The disease of endometriosis causes many physical changes within the body, which gradually change and develops over time as the disease progresses.
The womb is lined with tissue called the endometrium. Somehow, tiny particles of tissue, which are very similar to the endometrium, find their way to other regions of the body, but mainly in the pelvic cavity, where they attach to other organs.
It is not clear from medical research whether these particles are identical to the tissue in the lining of the womb or very similar and derived by some other mechanism. These tiny particles react to the monthly hormonal changes of the female reproductive cycle.
So just as the normal endometrium tissue will fill with blood each month, in preparation for the development of an embryo, the abnormal particles in the abdominal cavity will behave in the same way.
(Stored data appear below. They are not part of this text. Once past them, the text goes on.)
PR #4555, opened 2021-08-03
Data logging and motion analysis

KevinOConnor:
This PR is a follow up to PR #4504 - it extends the motion_report.py module to support dumping Klipper's internal motion queues over the Klipper API Server.  This PR also adds a new `data_logger.py` tool for capturing and compressing that data, along with a new `motan_graph.py` tool for performing motion analysis on the captured data.

There are some brief usage docs on the new system in the docs/Debugging.md file on this PR - https://github.com/KevinOConnor/klipper/blob/work-motan-20210801/docs/Debugging.md#motion-analysis-and-data-logging .

The support here was inspired by the `scripts/graph_motion.py` (and similar) tool.  The main advantage of this system is that it can analyze printer data from real prints.  The `data_logger.py` tool is intended to be flexible enough that it could run for hours and capture large amounts of data while a test system is in regular use.

I'm still working on this PR.  There are some areas of the analysis software that I think could be improved.  (And, there are likely many bugs.)

As an example of the functionality, I generated some graphs of test data.  Here's a graph of movement with an input_shaper change - it's from the following command sequence:
```
G1 X50 F6000
SET_INPUT_SHAPER SHAPER_FREQ_X=49.4 SHAPER_TYPE_X=ei
G1 X150
G1 X50
```
input_shaper
The blue line is from Klipper's generated queue_step commands.  The graph shows that the queue_step commands don't deviate significantly from the command position prior to input_shaper being enabled, but then does deviate noticeably on the move after input_shaper is enabled.

Here's a zoom in of the second 180 degree turn with input_shaper enabled, along with a calculated velocity from the queue_step commands:
input_shaper_zoom
Again, this clearly shows how input_shaper alters the stepper velocity.

Here's a graph showing the effects of Pressure Advance - taken from this gcode snippet:
```
G1 X150 E4.989020
SET_PRESSURE_ADVANCE ADVANCE=0.30
G92 E0
G1 X50 E4.989020
```
pa
And here's a zoom-in of that first non-PA to PA transition, along with the calculated velocity from queue_steps:
pa_zoom

Going forward, I plan to extend this functionality to the adxl345.py module.  I also plan to add similar support for hall magnetic angle sensors.  The goal is to be able to analyze these sensors side-by-side with the Klipper generated motion commands.

@dmbutyugin - FYI.

-Kevin

### DIFF
--- a/docs/API_Server.md
+++ b/docs/API_Server.md
@@ -278,6 +278,49 @@ window" interface. Parsing content from the G-Code terminal output is
 discouraged. Use the "objects/subscribe" endpoint to obtain updates on
 Klipper's state.
 
+### motion_report/dump_stepper
+
+This endpoint is used to subscribe to Klipper's internal stepper
+queue_step command stream for a stepper. Obtaining these low-level
+motion updates may be useful for diagnostic and debugging
+purposes. Using this endpoint may increase Klipper's system load.
+
+A request may look like:
+`{"id": 123, "method":"motion_report/dump_stepper",
+"params": {"name": "stepper_x", "response_template": {}}}`
+and might return:
+`{"id": 123, "result": {"header": ["interval", "count", "add"]}}`
+and might later produce asynchronous messages such as:
+`{"params": {"first_clock": 179601081, "first_time": 8.98,
+"first_position": 0, "last_clock": 219686097, "last_time": 10.984,
+"data": [[179601081, 1, 0], [29573, 2, -8685], [16230, 4, -1525],
+[10559, 6, -160], [10000, 976, 0], [10000, 1000, 0], [10000, 1000, 0],
+[10000, 1000, 0], [9855, 5, 187], [11632, 4, 1534], [20756, 2, 9442]]}}`
+
+The "header" field in the initial query response is used to describe
+the fields found in later "data" responses.
+
+### motion_report/dump_trapq
+
+This endpoint is used to subscribe to Klipper's internal "trapezoid
+motion queue". Obtaining these low-level motion updates may be useful
+for diagnostic and debugging purposes. Using this endpoint may
+increase Klipper's system load.
+
+A request may look like:
+`{"id": 123, "method": "motion_report/dump_trapq", "params":
+{"name": "toolhead", "response_template":{}}}`
+and might return:
+`{"id": 1, "result": {"header": ["time", "duration",
+"start_velocity", "acceleration", "start_position", "direction"]}}`
+and might later produce asynchronous messages such as:
+`{"params": {"data": [[4.05, 1.0, 0.0, 0.0, [300.0, 0.0, 0.0],
+[0.0, 0.0, 0.0]], [5.054, 0.001, 0.0, 3000.0, [300.0, 0.0, 0.0],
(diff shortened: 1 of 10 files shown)


dmbutyugin:
Thanks Kevin for letting me know! This looks very interesting. I wonder what level of precision we could achieve for adxl345? Will the data be coming from the trapq queue? Or from the generated stepper steps?

BTW, some time ago I wrote a prototype for `adxl345_simulated`, which I recently updated [adxl345_simulated.py](https://github.com/dmbutyugin/klipper/blob/resonance-test-methods/klippy/extras/adxl345_simulated.py). It is possible to configure in the config as a 'normal' ADXL345 sensor
```
[adxl345_simulated]

[resonance_tester]
accel_chip: adxl345_simulated
...
```
And then use it in the simulation runs via the usual commands `ACCELEROMETER_MEASURE` or `TEST_RESONANCES`.

But the real application I am trying to use it now is to design a different resonance test. Then one could use it as
```
real_accelerometer.start_measurements()
simulated_accelerometer.start_measurements()
# Run some moves
real_data = process_accelerometer_data(real_accelerometer.finish_measurements())
simulated_data = process_accelerometer_data(simulated_accelerometer.finish_measurements())
real_data.subtract(simulated_data)  # Now we only have resonances here
```
I think I am getting some promising results here, at least on my printer.

So, Kevin, do you think that such a usecase can be covered by what you propose? Or would it be better to have a dedicated `adxl345_simulated` module that intercepts the moves and generates the output on its own?

KevinOConnor:
Thanks for reviewing.

> I wonder what level of precision we could achieve for adxl345?

That's one of the questions I want to answer with this new infrastructure.  I think with some careful coding it should be possible to time each adxl345 measurement to within a microsecond or so.  The queue_step stepper commands should also have similar precision.  It's an open question (for me at least) how noisy the adxl345 is on each measurement.

I suspect getting really good accuracy will require calibration software - a mechanism to determine the angle between printer axes and adxl345 axes, determine the gravity vector, and possibly a magnitude correction.

> Will the data be coming from the trapq queue? Or from the generated stepper steps?

My current plan is to give the adxl345 its own API Server "endpoint" with its own data messages.  Basically, an array containing a list of (time, measured_acceleration) pairs.

If you're curious, I have some working (but quite raw) code for hall magnetic angle sensors.  I've uploaded it to the work-angle-20210722 branch.  The high-level flow is similar to the existing adxl345 data flow - except instead of writing all the data to a CSV file, the data is incrementally written via JSON messages on the API Server.  The key code on that branch is in `klippy/extras/angle.py`.

> But the real application I am trying to use it now is to design a different resonance test.

Interesting!  I was thinking something similar - instead of analyzing the raw accelerometer data, analyze the difference between the expected and measured acceleration.

If I understand your code correctly, you've hooked into the movement dispatch code path to get access to the commanded acceleration.  The code on this branch takes a slightly different approach - it keeps the trapq history around for later analysis.

> So, Kevin, do you think that such a usecase can be covered by what you propose?

Yes, I think so.  My current code is focused on off-line analysis though.

That said, If doing analysis within Klipper, I think using the trapq history may be preferable to hooking into the main movement code flow.

Cheers,
-Kevin

PR #5469, opened 2022-04-30
Add support to different flash size and ram size of STM32F103

secmaster:
As STM32F103 series have different setup for flash size and ram size, update the Kconfig to support it.
Reference to https://www.st.com/en/microcontrollers-microprocessors/stm32f103.html

Signed-off-by: Chun Yu([secmaster@gmail.com](mailto:secmaster@gmail.com))


KevinOConnor:
Thanks.  It's not clear to me why a user would want to specify the f103 series type.  I'm concerned that most users would not know the series type and the question could lead to confusion.  Klipper never uses more than about 16KiB of ram, so defining larger memory models doesn't provide any benefit, and similarly Klipper doesn't fit in small flash models so there is no value in defining them.  Maybe I've missed something?

Separately, commits need to have a signed-off-by line - see https://www.klipper3d.org/CONTRIBUTING.html .

-Kevin

secmaster:
Hi Kelvin
First of all thanks for your comments, actually this is my first time to create pull request and i am sorry that i didn't foolow the commit requirements, let me see how to fix it

As per your question, stm32f103 is a common mcu (it is being called as blue pill) and its has many different sub series with different flash size and ram size
e.g i bought the one from china is stm32f103c6t6 only got 32k flash and 10k memory. but the original menuconfig only support the most common stm32f103c8t6 ie 64k flash and 20k ram. Thus, i failed to compile the klipper firmware with it. and therefore i modified the Kconfig to support different sub series of stm32f103 with different flash and ram side

The submenu item for stm32f103 will only appear when users select it, it should not impact the selection for other stm32 menus
Thanks

KevinOConnor:
Thanks.  I fear the sub-menu will lead to confusion as most users wont know what sub-type they have.  Instead, feel free to add a new stm32 "processor model" with a description like "stm32f103ct86 (rare stm32f103 with only 6K of ram)".

Cheers,
-Kevin

secmaster:
In the past, when we purchase the Stm32 blue pill, the majority will be c8t6 series, but due the shortage of MCUs chips, their price became double, and the seller now promote the c6t6 series with cheaper price
When I key in “Stm32 blue pill” in Amazon, it will show both the c8t6 and c6t6, so, people like me may not aware the difference and buy the wrong one which cannot compile due to flash/Ram size issue

https://www.amazon.com/s?k=stm32+blue+pill

jevermeister:
> Hi Kelvin First of all thanks for your comments, actually this is my first time to create pull request and i am sorry that i didn't foolow the commit requirements, let me see how to fix it
> 
> As per your question, stm32f103 is a common mcu (it is being called as blue pill) and its has many different sub series with different flash size and ram size e.g i bought the one from china is stm32f103c6t6 only got 32k flash and 10k memory. but the original menuconfig only support the most common stm32f103c8t6 ie 64k flash and 20k ram. Thus, i failed to compile the klipper firmware with it. and therefore i modified the Kconfig to support different sub series of stm32f103 with different flash and ram side
> 
> The submenu item for stm32f103 will only appear when users select it, it should not impact the selection for other stm32 menus Thanks

Just stumbled upon this. So with your changes Klipper will run on the F103C6T6 blue pill with 32k flash and 10k RAM?

secmaster:
> 

Yes, pls give it a try and let me know the result

KevinOConnor:
Thanks.  I added a Kconfig option to limit the build to just 10KiB of ram on the stm32f103 (cf9d96434).

-Kevin

PR #5470, opened 2022-04-30
klippy: Reworked the MCU protocol error message

Drachenkaetzchen:
The MCU protocol error message often confuses users, especially after getting bombarded with the config format error line. This PR tries to improve it and has the following goals:

- Put the technical error at the end to prevent confusion and avoid the immediate jump to help channels instead of continuing to read
- Inform the user first what the type of error is (In this case: MCU Protocol error) and not at the end of the long error message
- Give the users a clear instruction what to do (pretty much unchanged), but possibly more approachable because the user is not confused by the technical error anymore
- Shows the version numbers of Klipper separate from all MCU version numbers so that it is more obvious that this is the version of Klipper
- Separates the version numbers between outdated MCUs and up-to-date MCUs, so that it becomes obvious if a MCU flash failed because the MCU doesn't disappear from the outdated list
- Previously, when viewing the errors in a web frontend, additional line breaks made it extremely hard to read the message, sometimes with as little as one word on one line. The error messages are now formatted to not have rogue line breaks, improving readability.

Signed-off-by: Felicia Alexa Hummel <felicia@drachenkatze.org>

### DIFF
--- a/klippy/klippy.py
+++ b/klippy/klippy.py
@@ -145,16 +145,8 @@ class Printer:
             m.add_printer_objects(config)
         # Validate that there are no undefined parameters in the config file
         pconfig.check_unused_options(config)
-    def _get_versions(self):
-        try:
-            parts = ["%s=%s" % (n.split()[-1], m.get_status()['mcu_version'])
-                     for n, m in self.lookup_objects('mcu')]
-            parts.insert(0, "host=%s" % (self.start_args['software_version']))
-            return "\nKnown versions: %s\n" % (", ".join(parts),)
-        except:
-            logging.exception("Error in _get_versions()")
-            return ""
-    def _get_outdated_versions(self):
+
+    def _build_protocol_error_message(self):
         try:
             host_version = self.start_args['software_version']
 
@@ -200,7 +192,7 @@ class Printer:
             msg = [message_protocol_error1,
                    "",
                    ' '.join(message_protocol_error2.splitlines())[1:],
-                   self._get_outdated_versions(),
+                   self._build_protocol_error_message(),
                    ' '.join(message_protocol_error3.splitlines())[1:],
                    "",
                    str(e)]
--- a/klippy/klippy.py
+++ b/klippy/klippy.py
@@ -182,7 +182,7 @@ class Printer:
                ' '.join(message_protocol_error3.splitlines())[1:],
                "",
                str(e)]
-        
+
         return "\n".join(msg)
 
     def _connect(self, eventtime):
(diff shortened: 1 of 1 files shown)


Drachenkaetzchen:
Background:

I'm Drachenkatze, a very active supporter on the Voron Discord. People approach us because they receive the protocol error message. Often they're overwhelmed by the technical information on the first line, preventing them from continuing reading. Other times, they're puzzled why they're still receiving the error despite updating their MCU boards - without realizing that the flash process did not work, or that they did update the wrong MCU.

This PR aims to address that, making the error more approachable by end-users and in turn reducing the supporter workload quite a bit.

I presented this in form of a draft to the #klipper-development a few months back, with some positive responses but also some "people just don't read" responses. I disagree with the latter - if we make it harder than it needs to be, yes. But if you argue like that then we could also throw E_PROTOCOL_ERROR without any further info at them.

I also interviewed quite many users what prevented them from interpreting the current error message, and I incorporated the results into this PR.

Note that many Klipper users are not tech-savvy. They're often first-time Linux users because of Klipper. Let's not make it harder for them than it needs to be.

Here are the old and new error messages as they would appear in Mainsail:
oldmessage
newmessage

KevinOConnor:
Thanks.  We can certainly change the mcu protocol error message, and I agree the proposed format is an improvement.

I have a few minor comments on the code though:
1. After this change, `_get_versions()` is no longer used and should be removed.
2. The try/exclude block should be limited to just the `mcu.get_status()` call, and not applied to the entire `_get_outdated_versions()` function (otherwise, it can cause confusing results if real code errors are suppressed).  For example:
```python
            for name, mcu in self.lookup_objects('mcu'):
                try:
                    mcu_version = mcu.get_status()['mcu_version']
                except:
                    logging.exception(...)
                    continue
```
3. It seems a little confusing to me to build the message in both `_get_outdated_versions()` and in the caller - maybe rename the function to `_build_protocol_error()` and build the entire message there?

-Kevin

Drachenkaetzchen:
You're right, I missed to remove `_get_versions()`. I also fixed the other issues. I'm not very happy with the way the string building is done, but right now I have no better idea - and at least it's somewhat readable. 

I took the liberty to use `_build_protocol_error_message` instead of `_build_protocol_error` to make it clear what the method does.

KevinOConnor:
Thanks.  I committed this change along with 7e76bd56 on top.

Note that I restored the previous linebreaks.  The error messages are currently written to have line breaks after 60 characters because otherwise they look really bad on OctoPrint.  I understand they don't render great on Mainsail, but I think we'll need to find a general solution for that.

-Kevin

PR #5471, opened 2022-05-01
Config: Added new configs to reflect newer hardware revisions

NexGen-3D-Printing:
I have added two new configuration files:

1. printer-twotrees-sapphire-pro-sp-3-2022.cfg: Added new config for the latest version of the TwoTrees SP-3 Pro.
The latest printer uses a newer board revision, physically different to previous version, with updated MCU, different driver type, different driver quantity and larger boot offset

- Drivers: 4 x Integrated TCM2225
- MCU: STM32F407
- Boot Offset: 32kb

2. generic-mks-robin-nano-s-v1.3.cfg: Added new config for the latest version of the Makerbase Robin Nano v1.x range.
The newer board revision from Makerbase is physically different to previous version, with updated MCU, different driver type, different driver quantity and larger boot offset.

- Drivers: 4 x Integrated TCM2225
- MCU: STM32F407
- Boot Offset: 32kb

### DIFF
--- a/config/generic-mks-robin-nano-s-v1.3.cfg
+++ b/config/generic-mks-robin-nano-s-v1.3.cfg
@@ -1,0 +1,103 @@
+# This file contains common pin mappings for the Makerbase Robin Nano-S v1.3
+# (TCM2225 drivers for X, Y, Z and E).
+
+# INSTRUCTIONS FOR COMPILING
+# To use this config, the firmware should be compiled for the STM32F407.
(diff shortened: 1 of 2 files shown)


KevinOConnor:
Thanks.  In general it looks fine, but commits need to have a signed-off-by line (see https://www.klipper3d.org/CONTRIBUTING.html ) and these config files need to be added to the regression test suite (https://www.klipper3d.org/Example_Configs.html point 4).

-Kevin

Each month they react to hormones and breakdown and bleed. But there is nowhere for the blood to go during the normal shedding process of the menstrual cycle. So, a woman has internal bleeding from the location of these particles. Gradually these particles develop into growths or lesions, which over time become bigger and bigger, as the monthly build-up of blood has nowhere to go.
There are conflicting findings as to whether the diseased particles or lesions in the abdomen do actual behave cyclically or not. Some authorities have found that the lesions can bleed at any time of the month, which would explain why some women have pain throughout the month.
The action of the bleeding from these abnormal endometrial sites causes pain and leads to scar tissue formation. Adhesions can develop causing organs to stick together. There is usually inflammation at the sites of the implants, bowel problems, ovulation pain and infertility in many cases.
The location of these growths is most commonly found on the ovaries, fallopian tubes, the ligaments that support the uterus, the area between the vagina and rectum called the Pouch of Douglas, the outer surface of the uterus and the lining of the pelvic cavity.
These are the most common sites for endometriosis to be found, but it has also been found in other far distant locations of the body including the lungs, the eyes and the limbs. In fact, endometriosis has been found in every organ of the body except the spleen.
The levels of pain experienced by women vary greatly, but on the whole most women have excruciating pain with this disease, especially around the time of their periods and during ovulation. Nearly all women with endometriosis suffer from other health problems which are probably due to the breakdown of the immune system.